Bonus: Films we're looking forward to (some of them against better judgment):
1. Inherent Vice (Paul Thomas Anderson)
2. Star wars Episode VII: The Force Awakens (J.J. Abrams)
3. It Follows (David Robert Mitchell)
4. Knight of Cups (Terrence Malick)
5. American Sniper (Clint Eastwood)
6. Mad Max: Fury Road (George Miller)
7. Jurassic World (Colin Trevorrow)
8. Terminator: Genisys (Alan Taylor)
9. Big Eyes (Tim Burton minus green screens, Johnny Depp, and Helena Bonham Carter. I’m in!)
10. Queen of the Desert (Werner Herzog)


Films we hope Kim Jong-un dislikes, so the studios will shelve them:
1. Amityville (unnecessary sequel/remake/reboot/whatever)

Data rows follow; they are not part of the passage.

PR #192, opened 2021-01-26
Fix potential NPE

stephenc:
A noddy NPE that my IDE was complaining about


dockerfile-image-update/src/main/java/com/salesforce/dockerfileimageupdate/utils/DockerfileGitHubUtil.java
```diff
@@ -123,8 +123,10 @@ public void modifyAllOnGithub(GHRepository repo, String branch,
                 getGitHubUtil().waitFor(TimeUnit.SECONDS.toMillis(1));
             }
         }
-        for (GHContent con : tree) {
-            modifyOnGithubRecursive(repo, con, branch, img, tag);
+        if (tree != null) {
```
afalko, line 126: Put this check before the break above, that way we retry and error if this stays null

afalko (changes requested):
Move null check to retry loop

afalko (approved):

justinharringa (approved):

PR #193, opened 2021-01-26
Add support for extra body content in PRs

stephenc:
Adds the ability to add some extra text to the PR body.

Use case: we are using a separate bot account to run the pull requests, so we need visibility into the PRs that get created in order to ensure that they get some attention. Also for the case where the teams managing the repos against which the PRs are created, we need the ability to point them at where the PRs originate from so that they have tracability on who to blame if the PRs become a nusance


afalko (approved):
This is a great addition. Thank you!

justinharringa:
Agree with @afalko! Thanks for the contribution @stephenc!

PR #194, opened 2021-01-26
Add excludes regex based on repository name

stephenc:
Use case: 

We have some repositories that build collections of base images. We want those repos to always have `:latest` as the tag as they are building the chain of potential updates


afalko (commented):
Overall, this looks good; it looks like it is failing due to a slight drop in code coverage.

dockerfile-image-update/src/main/java/com/salesforce/dockerfileimageupdate/process/GitHubPullRequestSender.java
```diff
@@ -53,6 +56,11 @@ public GitHubPullRequestSender(DockerfileGitHubUtil dockerfileGitHubUtil, Forkab
             totalContentsFound++;
             parent = ghContent.getOwner();
             parentRepoName = parent.getFullName();
+            if (excludes != null && excludes.matcher(parent.getName()).matches()) {
+                log.info("Skipping repository {} as it name ({}) matches the excludes regex",
```
justinharringa, line 60:
```suggestion
                log.info("Skipping repository {} as its name ({}) matches the excludes regex",
```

2. Resident Evil 6 (unnecessary sequel)
3. Taken 3 (unnecessary sequel)
4. Fifty Shades of Grey (adaptation of a stupid book)
5. Paul Blart: Mall Cop II (unnecessary sequel)

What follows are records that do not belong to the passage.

PR #191, opened 2021-01-26
Hack GitHub search limitations

stephenc:
Hit a limit when using this against GCR repos where GitHub text search fails to find any `Dockerfile` with lines like:

```
FROM gcr.io/some-project/some-folder/some-image:tag
```

A github search for `FROM gcr.io/some-project` will find the repos, but a github search for `FROM gcr.io/some-project/some-folder` will not.

Hacky solution is to split on every second `/` and rely on the filtering effect of the initial `FROM`. This will give some false matches,  but the code that inspects the `Dockerfile`s for any potential changes will filter... only really a risk if you have 1000's of matches for that search

PR #212, opened 2021-03-27
Handle GitHub search limit: dashes in image name

### LINKED ISSUE #210: Image name with "-" in registry name not working
**Describe the bug**

Inconsistency in search methods across tool code is causing issues when using more complex image names and not letting it work as intended. For ex:

Looks like the tool finds the image and creates a PR successfully when the image is as follows:
```
FROM rv-python-runtime:1.0.0
```

But it doesn't find the image or create a PR  when the image is as follows:
```
FROM xyz-asndnkdk-ffwwwsw-deeeereer.jfrog.io/rv-python-runtime:1.0.0
```

**To Reproduce**

Add this line to a test Dockerfile:

```
FROM xyz-asndnkdk-ffwwwsw-deeeereer.jfrog.io/rv-python-runtime:1.0.0
```

Case 1: Run below command with image name as-is:

```
docker run --rm  -e git_api_token -e git_api_url salesforce/dockerfile-image-update:1.0.131 -o <org> -b main parent "xyz-asndnkdk-ffwwwsw-deeeereer.jfrog.io/rv-python-runtime" 1.0.1 image_tag_store
```

Because the search is using Github API, it doesn't find the image name:

```
[main] INFO com.salesforce.dockerfileimageupdate.subcommands.impl.Parent - Finding Dockerfiles with the given image...
[main] INFO com.salesforce.dockerfileimageupdate.utils.DockerfileGitHubUtil - Number of files found for xyz-asndnkdk-ffwwwsw-deeeereer.jfrog.io/rv-python-runtime:0
```

Case 2: Replace dashes with spaces when running the below command:

```
docker run --rm  -e git_api_token -e git_api_url salesforce/dockerfile-image-update:1.0.131 -o <org> -b main parent "xyz asndnkdk ffwwwsw deeeereer.jfrog.io/rv python runtime" 1.0.1 image_tag_store
```

Since the tool initially uses Github API, the search works on replacing the "-"s with spaces. But looks like the forking process doesn't use github API and uses Java substring, so it goes on to fail then because it isn't able to find the image name with spaces in it and returns thhe below error:

```
[main] INFO com.salesforce.dockerfileimageupdate.utils.DockerfileGitHubUtil - Number of files found for xyz asndnkdk ffwwwsw deeeereer.jfrog.io/rv python runtime:2
[main] INFO com.salesforce.dockerfileimageupdate.process.GitHubPullRequestSender - Forking repositories...
[main] WARN com.salesforce.dockerfileimageupdate.process.GitHubPullRequestSender - Skipping <org>/foo because didn't find the image 'xyz asndnkdk ffwwwsw deeeereer.jfrog.io/rv python runtime' which required an update in path Dockerfile
```

**Expected behavior**

Ideally, we want such an image name search to work fine and create PRs. Currently, this is not possible with the tool.

**Additional context**

justinharringa:
Per #191 and #210, there are a couple of limitations in GitHub search
that effectively limit the ability of DFIU to find code results.

By combining known domain patterns and noting the limitations documented
in https://docs.github.com/en/github/searching-for-information-on-github/searching-code#considerations-for-code-search
this change does some treatment of image names. It treats the TLD and
remaining URL segments slightly different.

The domain will be split into parts by dashes while we'll attempt to
split the remaining url parts by slashes if they have dashes in them.
Meanwhile, we'll attempt to keep the search terms down to a minimum if
possible.

A fair number of working use cases based on manual testing can be
found in the unit tests but working and non-working tests are also
documented in #191 and #210. Some PRs have been created as a result of
this after these changes:
* https://github.com/justinharringa/somecontainers/pull/9
* https://github.com/justinharringa/somecontainers/pull/10
* https://github.com/justinharringa/somecontainers/pull/11
* https://github.com/justinharringa/somecontainers/pull/12
* https://github.com/justinharringa/somecontainers/pull/13

Fixes #210

### DIFF
--- a/dockerfile-image-update/src/main/java/com/salesforce/dockerfileimageupdate/search/GitHubImageSearchTermList.java
+++ b/dockerfile-image-update/src/main/java/com/salesforce/dockerfileimageupdate/search/GitHubImageSearchTermList.java
@@ -116,7 +116,7 @@ public class GitHubImageSearchTermList {
      */
     static class ProcessingState {
         final List<String> terms = new ArrayList<>();
-        private StringBuffer termBuffer = new StringBuffer();
+        private final StringBuffer termBuffer = new StringBuffer();
 
         /**
          * Add to the current search term
@@ -139,7 +139,7 @@ public class GitHubImageSearchTermList {
          */
         void finalizeCurrentTerm() {
             terms.add(termBuffer.toString());
-            termBuffer = new StringBuffer();
+            termBuffer.setLength(0);
         }
     }
 }
--- a/dockerfile-image-update/src/main/java/com/salesforce/dockerfileimageupdate/search/GitHubImageSearchTermList.java
+++ b/dockerfile-image-update/src/main/java/com/salesforce/dockerfileimageupdate/search/GitHubImageSearchTermList.java
@@ -28,22 +28,47 @@ public class GitHubImageSearchTermList {
         ProcessingState state = processDomainPartOfImage(imageParts[0]);
         if (imageParts.length > 1) {
             for (int i = 1; i < imageParts.length - 1; i++) {
-                if (imageParts[i].contains("-")) {
-                    state.finalizeCurrentTerm();
-                } else {
-                    state.addToCurrentTerm("/");
-                }
-                state.addToCurrentTerm(imageParts[i]);
+                String imagePart = imageParts[i];
+                processIntermediateUrlSegment(state, imagePart);
             }
-            String leftoverTerm = state.getCurrentTerm();
-            if (leftoverTerm.contains("-")) {
-                state.finalizeCurrentTerm();
-            }
-            state.addToCurrentTerm("/");
-            state.addToCurrentTerm(imageParts[imageParts.length - 1]);
+            String finalImageSegment = imageParts[imageParts.length - 1];
+            processFinalUrlSegment(state, finalImageSegment);
         }
         state.finalizeCurrentTerm();
         return state.terms;
+    }
+
+    /**
+     * Intermediate URL segments will finalize the current search term if they have a dash and prep for
+     * a new search term. Otherwise, we'll add a slash and this {@code imagePart}.
+     *
+     * @param state processing state
+     * @param imagePart the current image segment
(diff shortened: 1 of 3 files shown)


justinharringa:
@ksrisurapaneni @stephenc I've taken a crack at resolving both of your use cases here. We REALLY appreciate you both reporting this and also taking a crack at it. I believe this puts us in a pretty good situation that also seems to handle current known use cases.

Fixes #211

ksrisurapaneni:
> @ksrisurapaneni @stephenc I've taken a crack at resolving both of your use cases here. We REALLY appreciate you both reporting this and also taking a crack at it. I believe this puts us in a pretty good situation that also seems to handle current known use cases.
> 
> Fixes #211

Thanks @justinharringa ! Waiting for this to be merged! :)

dockerfile-image-update/src/main/java/com/salesforce/dockerfileimageupdate/search/GitHubImageSearchTermList.java
```diff
@@ -0,0 +1,145 @@
...
+        }
+        state.addToCurrentTerm(domainParts[domainParts.length - 1]);
+    }
+
+    /**
+     * Helper class to store processing state of a search term or terms
+     */
+    static class ProcessingState {
+        final List<String> terms = new ArrayList<>();
+        private StringBuffer termBuffer = new StringBuffer();
```
afalko, line 119: Shouldn't this be `final`? It might be safer do use https://docs.oracle.com/en/java/javase/11/docs/api/java.base/java/lang/StringBuffer.html#delete(int,int) below?

justinharringa: Yeah, fair point - inbound change coming to `final` and `setLength(0)`

ksrisurapaneni: Looks good!

afalko (approved):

6. Poltergeist (unnecessary remake)
7. Point Break (unnecessary remake)
8. Paranormal Activity: The Ghost Dimension (unnecessary sequel)
9. The Woman in Black 2 (unnecessary sequel)
10. Ted 2 (unnecessary sequel)

Films to watch during the holiday season:
1. Eyes Wide Shut.
2. The Fearless Vampire Killers
3. Wonder Boys
4. Scott Pilgrim vs. The World
5. A Christmas Story
6. National Lampoon’s Christmas Vacation. This 1990 comedy film favors the Pledge of Allegiance and The Star-Spangled Banner over grace prayers and Christmas carols. Happily married upper middle class family man Chevy Chase lives in a villa big enough to house three families but still throws a profanity-laced tantrum when his yearly bonus turns out to be meager. Written by a republican filmmaker. Greed is good.
7. Gremlins. We’re still not sure if its hero is supposed to be a young professional or a high school student, but Gremlins is loads of fun.
8. Die Hard. Alle Menschen werden Brüder while Bruce Wills and Severus Snape shoot up a highrise.
9. Love Actually
10. The Nightmare Before Christmas.

Merry Christmas, you filthy animals! And a happy new year!